Artinya, jika seseorang merasa benci dengan anak yatim karena keyatimannya,
berarti ia mendustakan agama. Sebabnya ialah rasa sombong dan rasa bakhil,
menurut Hamka. Membenci anak yatim berarti membenci keberasalan Nabi Muhammad.
Sebab, Nabi adalah anak yatim, yang dipinggirkan oleh keluarganya, hidup dengan
menggembala, berkutat dengan kemiskinan di masa kecilnya.

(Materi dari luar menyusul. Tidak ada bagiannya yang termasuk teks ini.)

PR #2984, opened 2026-09-13
fix(smolvlm): preserve processor-owned dimensions for no-resize packages

imbgar-roboflow:
## Problem

A real native SmolVLM training run completed and registered its model, but prediction failed with HTTP 500. The writer correctly recorded `network_input.training_input_size: null` because the dataset had no platform resize. The active `inference-models` reader rejected that value as an invalid `TrainingInputSize` before loading the model.

## Change

Add a Smol-specific parser for the explicit processor-owned input contract. It accepts a null training size only with dynamic any-size RGB input and an identity platform transform, then uses the existing raw-image path into the packaged Hugging Face processor. It does not invent a resolution, alter trained artifacts, disable quantization, switch reader backends, or relax the shared fixed-size schema. Existing fixed-size packages retain their parser and preprocessing behavior. Nonidentity transforms with no size remain rejected rather than silently discarded.

## Verification

- 12 focused tests passed against the exact installed ARM reader dependencies in a disposable CPU process.
- Tests cover native null-size metadata, unchanged fixed 640x480 parsing, malformed/missing size, static-input rejection, transformation rejection, and original variable image dimensions reaching the processor.
- The schema-only candidate preserves all 112 parent layers and runtime configuration, adding two Python source files.
- Its native same-model resume accepted the metadata, then exposed a second dependency defect: installed bitsandbytes 0.47.0 has no CUDA13 ARM library. That real failure is preserved separately.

Islam adalah agama yang sangat
menghargai kesetaraan egaliterisme. Islam menolak stratifikasi sosial-ekonomis
yang berarti meminggirkan orang miskin dan anak yatim dalam sistem sosial yang
bertingkat. Anak yatim adalah mereka yang malang, tak mampu mengelak dari
takdir bahwa kasih sayang yang ia terima akan jauh, disebabkan oleh ayah dan
ibu mereka yang telah tiada. Atau, tidak memberi porsi perhatian kasih-sayang pada
kita.
Menghardik anak yatim adalah refleksi kesombongan diri, merasa diri lebih baik dan Allah menolak kesombongan. Oleh sebab itu, mereka yang sombong dan bakhil seperti kata Hamka dengan menghardik anak yatim sebagai simbolisasi, patut diucap sebagai "pendusta agama".
Menghardik anak yatim adalah refleksi kesombongan diri, merasa diri lebih baik dan Allah menolak kesombongan. Oleh sebab itu, mereka yang sombong dan bakhil seperti kata Hamka dengan menghardik anak yatim sebagai simbolisasi, patut diucap sebagai "pendusta agama".
Dan ini menunjukkan pula bahwa
Islam memiliki visi kemanusiaan. Dan visi kemanusiaan ini harus diterjemahkan
ke dalam amal nyata atau kehidupan sehari-hari. Dengan memberi makan orang
miskin yang memerlukan. Mengutamakan sifat individualis, berarti seseorang
telah melanggar visi kemanusiaan. Ialah "pendusta agama". Agama bukan
hanya bersifat vertikal, terkungkung dan terpenjara di mesjid. Agama ialah
kemanusiaan yang membebaskan dan mencerahkan.
Itulah potret-potret pendusta
agama. Ayat berikutnya, dengan lebih lantang, mengatakan pada kita: “Maka
celakalah orang-orang yang salat! Bagaimana mungkin, pengabdian transendental
seorang muslim, melalui shalatnya kepada Allah, disebut sebagai perbuatan yang
tidak hanya sia-sia, tapi juga mencelakakan?”
Ada tiga parameter celakanya
(wail) orang-orang yang shalat (ayat 4-7). Pertama, mereka yang lalai dalam
shalatnya (ayat 5). Kedua, mereka yang berbuat riya' (ayat 6). Ketiga, mereka
yang menolak memberi pertolongan. Buya Hamka menafsirkan bahwa "lalai"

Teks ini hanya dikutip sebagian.